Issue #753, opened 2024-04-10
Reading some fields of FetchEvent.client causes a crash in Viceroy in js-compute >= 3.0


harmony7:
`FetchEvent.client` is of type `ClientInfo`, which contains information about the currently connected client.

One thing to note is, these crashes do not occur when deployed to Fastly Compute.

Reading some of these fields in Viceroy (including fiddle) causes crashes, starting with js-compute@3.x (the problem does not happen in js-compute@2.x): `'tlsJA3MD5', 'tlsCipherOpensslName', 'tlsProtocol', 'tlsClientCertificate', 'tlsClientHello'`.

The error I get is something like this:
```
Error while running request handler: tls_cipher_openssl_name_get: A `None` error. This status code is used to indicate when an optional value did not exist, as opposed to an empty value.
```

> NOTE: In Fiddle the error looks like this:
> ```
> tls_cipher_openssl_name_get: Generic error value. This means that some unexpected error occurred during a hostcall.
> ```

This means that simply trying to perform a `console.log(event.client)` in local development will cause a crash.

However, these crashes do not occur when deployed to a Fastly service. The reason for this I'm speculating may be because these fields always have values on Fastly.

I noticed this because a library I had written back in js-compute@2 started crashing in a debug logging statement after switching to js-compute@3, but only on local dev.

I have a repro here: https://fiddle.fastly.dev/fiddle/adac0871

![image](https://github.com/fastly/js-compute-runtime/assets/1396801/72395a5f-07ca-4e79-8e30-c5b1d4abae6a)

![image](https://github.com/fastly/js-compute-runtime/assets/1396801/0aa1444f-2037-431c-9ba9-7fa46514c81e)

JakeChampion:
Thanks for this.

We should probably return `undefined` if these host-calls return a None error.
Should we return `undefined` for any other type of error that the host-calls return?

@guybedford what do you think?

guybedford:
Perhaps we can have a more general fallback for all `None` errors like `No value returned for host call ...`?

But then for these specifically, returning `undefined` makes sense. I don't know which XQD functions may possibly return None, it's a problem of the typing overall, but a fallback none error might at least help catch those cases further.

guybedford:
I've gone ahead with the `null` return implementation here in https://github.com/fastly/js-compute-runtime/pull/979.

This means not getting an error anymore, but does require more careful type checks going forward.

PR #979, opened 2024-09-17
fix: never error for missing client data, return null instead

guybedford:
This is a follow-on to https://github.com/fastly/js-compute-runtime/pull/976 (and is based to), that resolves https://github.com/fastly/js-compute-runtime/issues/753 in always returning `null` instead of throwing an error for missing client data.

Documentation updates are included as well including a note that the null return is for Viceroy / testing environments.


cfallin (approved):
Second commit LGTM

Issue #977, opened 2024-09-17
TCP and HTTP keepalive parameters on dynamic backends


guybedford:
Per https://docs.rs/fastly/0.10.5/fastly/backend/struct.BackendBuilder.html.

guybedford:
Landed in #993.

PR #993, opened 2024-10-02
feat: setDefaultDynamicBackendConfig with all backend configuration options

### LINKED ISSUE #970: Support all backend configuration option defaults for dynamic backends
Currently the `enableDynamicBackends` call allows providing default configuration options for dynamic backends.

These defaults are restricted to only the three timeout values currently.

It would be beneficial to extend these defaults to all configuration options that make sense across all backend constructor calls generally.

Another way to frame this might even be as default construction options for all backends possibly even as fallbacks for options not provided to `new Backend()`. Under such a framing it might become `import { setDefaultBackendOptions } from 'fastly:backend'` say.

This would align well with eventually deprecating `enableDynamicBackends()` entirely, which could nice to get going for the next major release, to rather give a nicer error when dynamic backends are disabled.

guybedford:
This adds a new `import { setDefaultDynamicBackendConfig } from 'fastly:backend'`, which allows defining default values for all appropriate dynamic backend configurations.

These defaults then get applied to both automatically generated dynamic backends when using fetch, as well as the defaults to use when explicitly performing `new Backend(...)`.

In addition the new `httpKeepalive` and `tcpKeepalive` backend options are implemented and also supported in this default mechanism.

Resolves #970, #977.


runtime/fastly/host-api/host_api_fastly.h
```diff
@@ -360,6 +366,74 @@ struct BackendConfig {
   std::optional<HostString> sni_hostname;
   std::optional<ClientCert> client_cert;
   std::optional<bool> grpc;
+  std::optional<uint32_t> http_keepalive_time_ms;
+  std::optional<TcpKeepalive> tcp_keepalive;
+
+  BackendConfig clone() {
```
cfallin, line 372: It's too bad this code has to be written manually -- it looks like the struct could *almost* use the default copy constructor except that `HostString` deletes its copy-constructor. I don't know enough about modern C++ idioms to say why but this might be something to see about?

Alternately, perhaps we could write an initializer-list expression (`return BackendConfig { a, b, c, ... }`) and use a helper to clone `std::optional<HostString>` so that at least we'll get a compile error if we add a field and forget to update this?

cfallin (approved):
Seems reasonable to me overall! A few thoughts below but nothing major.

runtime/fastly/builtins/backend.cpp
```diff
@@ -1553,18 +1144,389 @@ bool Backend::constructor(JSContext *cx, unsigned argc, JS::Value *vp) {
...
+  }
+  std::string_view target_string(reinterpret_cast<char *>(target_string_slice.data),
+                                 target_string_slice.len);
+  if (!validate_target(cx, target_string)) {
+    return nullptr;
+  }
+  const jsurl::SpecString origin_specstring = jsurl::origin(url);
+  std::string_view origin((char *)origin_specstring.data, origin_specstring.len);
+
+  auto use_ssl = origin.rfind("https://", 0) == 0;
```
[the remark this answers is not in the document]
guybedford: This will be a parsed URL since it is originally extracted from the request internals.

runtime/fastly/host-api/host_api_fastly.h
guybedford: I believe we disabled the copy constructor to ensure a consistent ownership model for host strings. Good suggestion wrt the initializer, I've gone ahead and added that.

● **Aim of the task**: All lines above are to be transcribed exactly.

● **The completed task**:
Issue #753, opened 2024-04-10
Reading some fields of FetchEvent.client causes a crash in Viceroy in js-compute >= 3.0


harmony7:
`FetchEvent.client` is of type `ClientInfo`, which contains information about the currently connected client.

One thing to note is, these crashes do not occur when deployed to Fastly Compute.

Reading some of these fields in Viceroy (including fiddle) causes crashes, starting with js-compute@3.x (the problem does not happen in js-compute@2.x): `'tlsJA3MD5', 'tlsCipherOpensslName', 'tlsProtocol', 'tlsClientCertificate', 'tlsClientHello'`.

The error I get is something like this:
```
Error while running request handler: tls_cipher_openssl_name_get: A `None` error. This status code is used to indicate when an optional value did not exist, as opposed to an empty value.
```

> NOTE: In Fiddle the error looks like this:
> ```
> tls_cipher_openssl_name_get: Generic error value. This means that some unexpected error occurred during a hostcall.
> ```

This means that simply trying to perform a `console.log(event.client)` in local development will cause a crash.

However, these crashes do not occur when deployed to a Fastly service. The reason for this I'm speculating may be because these fields always have values on Fastly.

I noticed this because a library I had written back in js-compute@2 started crashing in a debug logging statement after switching to js-compute@3, but only on local dev.

I have a repro here: https://fiddle.fastly.dev/fiddle/adac0871

![image](https://github.com/fastly/js-compute-runtime/assets/1396801/72395a5f-07ca-4e79-8e30-c5b1d4abae6a)

![image](https://github.com/fastly/js-compute-runtime/assets/1396801/0aa1444f-2037-431c-9ba9-7fa46514c81e)

JakeChampion:
Thanks for this.

We should probably return `undefined` if these host-calls return a None error.
Should we return `undefined` for any other type of error that the host-calls return?

@guybedford what do you think?

guybedford:
Perhaps we can have a more general fallback for all `None` errors like `No value returned for host call ...`?

But then for these specifically, returning `undefined` makes sense. I don't know which XQD functions may possibly return None, it's a problem of the typing overall, but a fallback none error might at least help catch those cases further.

guybedford:
I've gone ahead with the `null` return implementation here in https://github.com/fastly/js-compute-runtime/pull/979.

This means not getting an error anymore, but does require more careful type checks going forward.

PR #979, opened 2024-09-17
fix: never error for missing client data, return null instead

guybedford:
This is a follow-on to https://github.com/fastly/js-compute-runtime/pull/976 (and is based to), that resolves https://github.com/fastly/js-compute-runtime/issues/753 in always returning `null` instead of throwing an error for missing client data.

Documentation updates are included as well including a note that the null return is for Viceroy / testing environments.


cfallin (approved):
Second commit LGTM

Issue #977, opened 2024-09-17
TCP and HTTP keepalive parameters on dynamic backends


guybedford:
Per https://docs.rs/fastly/0.10.5/fastly/backend/struct.BackendBuilder.html.

guybedford:
Landed in #993.

PR #993, opened 2024-10-02
feat: setDefaultDynamicBackendConfig with all backend configuration options

### LINKED ISSUE #970: Support all backend configuration option defaults for dynamic backends
Currently the `enableDynamicBackends` call allows providing default configuration options for dynamic backends.

These defaults are restricted to only the three timeout values currently.

It would be beneficial to extend these defaults to all configuration options that make sense across all backend constructor calls generally.

Another way to frame this might even be as default construction options for all backends possibly even as fallbacks for options not provided to `new Backend()`. Under such a framing it might become `import { setDefaultBackendOptions } from 'fastly:backend'` say.

This would align well with eventually deprecating `enableDynamicBackends()` entirely, which could nice to get going for the next major release, to rather give a nicer error when dynamic backends are disabled.

guybedford:
This adds a new `import { setDefaultDynamicBackendConfig } from 'fastly:backend'`, which allows defining default values for all appropriate dynamic backend configurations.

These defaults then get applied to both automatically generated dynamic backends when using fetch, as well as the defaults to use when explicitly performing `new Backend(...)`.

In addition the new `httpKeepalive` and `tcpKeepalive` backend options are implemented and also supported in this default mechanism.

Resolves #970, #977.


runtime/fastly/host-api/host_api_fastly.h
```diff
@@ -360,6 +366,74 @@ struct BackendConfig {
   std::optional<HostString> sni_hostname;
   std::optional<ClientCert> client_cert;
   std::optional<bool> grpc;
+  std::optional<uint32_t> http_keepalive_time_ms;
+  std::optional<TcpKeepalive> tcp_keepalive;
+
+  BackendConfig clone() {
```
cfallin, line 372: It's too bad this code has to be written manually -- it looks like the struct could *almost* use the default copy constructor except that `HostString` deletes its copy-constructor. I don't know enough about modern C++ idioms to say why but this might be something to see about?

Alternately, perhaps we could write an initializer-list expression (`return BackendConfig { a, b, c, ... }`) and use a helper to clone `std::optional<HostString>` so that at least we'll get a compile error if we add a field and forget to update this?

cfallin (approved):
Seems reasonable to me overall! A few thoughts below but nothing major.

runtime/fastly/builtins/backend.cpp
```diff
@@ -1553,18 +1144,389 @@ bool Backend::constructor(JSContext *cx, unsigned argc, JS::Value *vp) {
...
+  }
+  std::string_view target_string(reinterpret_cast<char *>(target_string_slice.data),
+                                 target_string_slice.len);
+  if (!validate_target(cx, target_string)) {
+    return nullptr;
+  }
+  const jsurl::SpecString origin_specstring = jsurl::origin(url);
+  std::string_view origin((char *)origin_specstring.data, origin_specstring.len);
+
+  auto use_ssl = origin.rfind("https://", 0) == 0;
```
[the remark this answers is not in the document]
guybedford: This will be a parsed URL since it is originally extracted from the request internals.

runtime/fastly/host-api/host_api_fastly.h
guybedford: I believe we disabled the copy constructor to ensure a consistent ownership model for host strings. Good suggestion wrt the initializer, I've gone ahead and added that.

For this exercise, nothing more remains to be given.